<<<<

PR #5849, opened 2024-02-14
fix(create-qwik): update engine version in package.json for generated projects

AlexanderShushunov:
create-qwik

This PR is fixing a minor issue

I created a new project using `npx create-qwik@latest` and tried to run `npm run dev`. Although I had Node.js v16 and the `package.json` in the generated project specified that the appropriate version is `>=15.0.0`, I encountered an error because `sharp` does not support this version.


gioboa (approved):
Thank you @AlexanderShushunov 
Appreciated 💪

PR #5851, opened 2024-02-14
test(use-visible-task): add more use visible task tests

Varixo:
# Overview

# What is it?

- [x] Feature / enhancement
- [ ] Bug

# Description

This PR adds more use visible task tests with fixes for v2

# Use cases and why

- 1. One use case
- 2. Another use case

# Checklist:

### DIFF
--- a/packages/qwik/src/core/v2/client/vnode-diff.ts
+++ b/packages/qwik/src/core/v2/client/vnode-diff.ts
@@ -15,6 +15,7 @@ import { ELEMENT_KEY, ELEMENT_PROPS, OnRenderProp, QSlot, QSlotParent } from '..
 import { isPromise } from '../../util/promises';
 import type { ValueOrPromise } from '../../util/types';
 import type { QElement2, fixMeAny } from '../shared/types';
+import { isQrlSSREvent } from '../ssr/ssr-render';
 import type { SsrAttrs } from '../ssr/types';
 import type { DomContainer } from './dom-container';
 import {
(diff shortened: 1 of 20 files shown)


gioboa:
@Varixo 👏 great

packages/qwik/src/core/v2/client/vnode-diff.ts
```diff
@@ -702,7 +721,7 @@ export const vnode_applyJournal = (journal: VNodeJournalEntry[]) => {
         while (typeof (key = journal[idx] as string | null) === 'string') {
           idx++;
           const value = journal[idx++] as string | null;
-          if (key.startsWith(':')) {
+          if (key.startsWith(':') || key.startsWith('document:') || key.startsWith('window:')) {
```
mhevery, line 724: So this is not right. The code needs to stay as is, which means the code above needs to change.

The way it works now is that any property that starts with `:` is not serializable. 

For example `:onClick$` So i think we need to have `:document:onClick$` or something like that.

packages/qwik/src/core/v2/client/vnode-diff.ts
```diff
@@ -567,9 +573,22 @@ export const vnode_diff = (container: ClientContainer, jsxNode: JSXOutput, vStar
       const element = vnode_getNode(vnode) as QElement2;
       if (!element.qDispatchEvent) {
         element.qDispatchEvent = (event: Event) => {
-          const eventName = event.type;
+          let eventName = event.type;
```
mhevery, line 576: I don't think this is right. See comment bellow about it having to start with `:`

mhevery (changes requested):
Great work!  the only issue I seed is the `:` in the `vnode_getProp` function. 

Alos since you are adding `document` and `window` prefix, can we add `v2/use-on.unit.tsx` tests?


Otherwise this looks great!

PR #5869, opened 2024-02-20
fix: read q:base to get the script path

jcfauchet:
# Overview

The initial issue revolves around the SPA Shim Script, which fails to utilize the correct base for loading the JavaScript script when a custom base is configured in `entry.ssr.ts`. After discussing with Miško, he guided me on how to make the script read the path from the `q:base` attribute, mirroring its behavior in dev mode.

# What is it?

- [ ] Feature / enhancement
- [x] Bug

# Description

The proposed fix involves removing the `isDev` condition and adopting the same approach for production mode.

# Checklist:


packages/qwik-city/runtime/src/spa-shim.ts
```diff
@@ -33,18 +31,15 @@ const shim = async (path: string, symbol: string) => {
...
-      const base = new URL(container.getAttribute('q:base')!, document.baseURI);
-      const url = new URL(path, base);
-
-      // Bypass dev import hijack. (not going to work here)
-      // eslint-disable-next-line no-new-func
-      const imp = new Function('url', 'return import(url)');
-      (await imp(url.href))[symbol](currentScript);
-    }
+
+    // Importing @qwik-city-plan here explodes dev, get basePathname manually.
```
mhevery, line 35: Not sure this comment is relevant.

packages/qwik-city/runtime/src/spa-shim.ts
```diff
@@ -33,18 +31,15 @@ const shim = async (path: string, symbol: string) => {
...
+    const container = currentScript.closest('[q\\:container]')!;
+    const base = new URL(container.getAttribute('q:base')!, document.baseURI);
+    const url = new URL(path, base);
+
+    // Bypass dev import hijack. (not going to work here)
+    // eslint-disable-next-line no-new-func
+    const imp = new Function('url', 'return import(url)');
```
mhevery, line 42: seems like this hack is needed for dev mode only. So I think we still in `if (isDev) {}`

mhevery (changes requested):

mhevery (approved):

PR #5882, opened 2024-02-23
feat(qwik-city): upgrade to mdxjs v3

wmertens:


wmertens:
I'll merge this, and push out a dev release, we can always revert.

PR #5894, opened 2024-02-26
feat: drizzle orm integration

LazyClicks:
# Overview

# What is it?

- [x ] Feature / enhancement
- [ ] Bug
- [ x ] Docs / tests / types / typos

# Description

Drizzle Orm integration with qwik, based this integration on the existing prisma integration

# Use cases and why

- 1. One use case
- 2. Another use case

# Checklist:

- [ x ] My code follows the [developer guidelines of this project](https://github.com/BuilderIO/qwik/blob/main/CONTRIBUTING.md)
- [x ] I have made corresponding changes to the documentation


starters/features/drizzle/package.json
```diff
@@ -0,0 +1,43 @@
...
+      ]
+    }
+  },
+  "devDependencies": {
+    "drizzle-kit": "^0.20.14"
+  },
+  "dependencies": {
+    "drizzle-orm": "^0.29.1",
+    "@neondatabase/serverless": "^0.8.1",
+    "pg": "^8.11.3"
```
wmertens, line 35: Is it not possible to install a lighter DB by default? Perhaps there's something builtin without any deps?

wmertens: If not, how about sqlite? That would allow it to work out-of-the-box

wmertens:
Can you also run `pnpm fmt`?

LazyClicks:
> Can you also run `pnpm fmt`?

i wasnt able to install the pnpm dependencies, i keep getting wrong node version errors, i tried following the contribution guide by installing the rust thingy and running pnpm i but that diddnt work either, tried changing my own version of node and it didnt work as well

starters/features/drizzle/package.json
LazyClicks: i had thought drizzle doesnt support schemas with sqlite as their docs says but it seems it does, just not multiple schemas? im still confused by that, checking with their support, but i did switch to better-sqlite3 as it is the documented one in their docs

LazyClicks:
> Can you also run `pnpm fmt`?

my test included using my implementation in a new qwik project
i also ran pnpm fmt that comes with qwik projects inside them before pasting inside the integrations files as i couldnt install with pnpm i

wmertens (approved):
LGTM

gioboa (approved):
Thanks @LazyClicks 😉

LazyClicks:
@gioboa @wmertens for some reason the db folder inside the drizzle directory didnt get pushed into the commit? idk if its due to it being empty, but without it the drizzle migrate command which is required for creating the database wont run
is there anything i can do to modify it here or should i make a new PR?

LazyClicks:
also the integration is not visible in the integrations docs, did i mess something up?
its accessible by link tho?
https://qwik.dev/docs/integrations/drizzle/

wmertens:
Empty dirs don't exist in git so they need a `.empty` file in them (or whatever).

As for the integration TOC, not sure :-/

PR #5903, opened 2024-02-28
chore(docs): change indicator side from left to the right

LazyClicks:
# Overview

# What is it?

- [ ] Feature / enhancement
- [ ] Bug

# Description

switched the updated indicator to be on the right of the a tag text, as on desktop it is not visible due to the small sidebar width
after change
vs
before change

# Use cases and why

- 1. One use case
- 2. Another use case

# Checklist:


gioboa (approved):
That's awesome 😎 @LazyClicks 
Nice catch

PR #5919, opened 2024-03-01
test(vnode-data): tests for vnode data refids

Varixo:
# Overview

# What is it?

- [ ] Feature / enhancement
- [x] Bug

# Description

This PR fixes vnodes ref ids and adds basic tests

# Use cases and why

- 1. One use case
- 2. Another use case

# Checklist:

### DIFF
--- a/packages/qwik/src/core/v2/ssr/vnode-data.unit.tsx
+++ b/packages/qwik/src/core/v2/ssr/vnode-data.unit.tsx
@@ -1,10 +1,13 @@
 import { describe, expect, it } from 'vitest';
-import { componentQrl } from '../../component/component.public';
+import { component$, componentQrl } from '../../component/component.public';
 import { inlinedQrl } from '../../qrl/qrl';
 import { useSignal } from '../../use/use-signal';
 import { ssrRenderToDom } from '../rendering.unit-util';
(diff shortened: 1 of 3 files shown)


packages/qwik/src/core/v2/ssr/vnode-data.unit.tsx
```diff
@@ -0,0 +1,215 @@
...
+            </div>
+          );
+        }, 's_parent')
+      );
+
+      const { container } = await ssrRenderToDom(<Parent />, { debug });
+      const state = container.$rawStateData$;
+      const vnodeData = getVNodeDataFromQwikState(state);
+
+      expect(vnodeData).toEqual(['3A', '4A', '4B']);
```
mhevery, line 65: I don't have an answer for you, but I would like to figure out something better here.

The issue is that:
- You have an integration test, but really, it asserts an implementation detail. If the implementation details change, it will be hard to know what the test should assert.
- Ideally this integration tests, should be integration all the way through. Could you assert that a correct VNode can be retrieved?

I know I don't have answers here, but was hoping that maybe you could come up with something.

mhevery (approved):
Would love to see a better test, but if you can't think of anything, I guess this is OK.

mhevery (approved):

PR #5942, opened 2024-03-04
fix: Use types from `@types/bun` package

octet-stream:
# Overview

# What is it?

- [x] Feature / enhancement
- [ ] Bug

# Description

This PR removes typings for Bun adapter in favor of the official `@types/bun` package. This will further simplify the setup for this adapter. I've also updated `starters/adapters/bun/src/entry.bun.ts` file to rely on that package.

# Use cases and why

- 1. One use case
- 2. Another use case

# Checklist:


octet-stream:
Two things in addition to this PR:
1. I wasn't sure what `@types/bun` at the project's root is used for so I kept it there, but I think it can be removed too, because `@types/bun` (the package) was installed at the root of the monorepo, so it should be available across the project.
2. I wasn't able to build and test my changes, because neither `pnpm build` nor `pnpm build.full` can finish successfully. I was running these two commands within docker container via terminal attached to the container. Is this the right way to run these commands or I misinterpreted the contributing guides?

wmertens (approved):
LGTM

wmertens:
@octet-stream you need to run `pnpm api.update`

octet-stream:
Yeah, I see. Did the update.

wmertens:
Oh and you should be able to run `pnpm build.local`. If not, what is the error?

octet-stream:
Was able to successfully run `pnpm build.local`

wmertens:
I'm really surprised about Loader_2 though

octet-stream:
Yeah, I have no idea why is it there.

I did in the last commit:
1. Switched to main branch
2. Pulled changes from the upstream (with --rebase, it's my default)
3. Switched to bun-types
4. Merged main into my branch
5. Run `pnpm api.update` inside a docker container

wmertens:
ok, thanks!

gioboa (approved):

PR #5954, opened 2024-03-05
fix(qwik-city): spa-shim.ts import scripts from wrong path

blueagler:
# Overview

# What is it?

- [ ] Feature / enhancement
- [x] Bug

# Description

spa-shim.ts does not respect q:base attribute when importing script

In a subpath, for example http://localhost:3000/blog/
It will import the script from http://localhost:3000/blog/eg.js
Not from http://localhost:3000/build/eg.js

>>>>

What the task requires.
Please return a copy of each line in the entries that has the string "https".

Worked solution.
- [ x ] My code follows the [developer guidelines of this project](https://github.com/BuilderIO/qwik/blob/main/CONTRIBUTING.md)
https://qwik.dev/docs/integrations/drizzle/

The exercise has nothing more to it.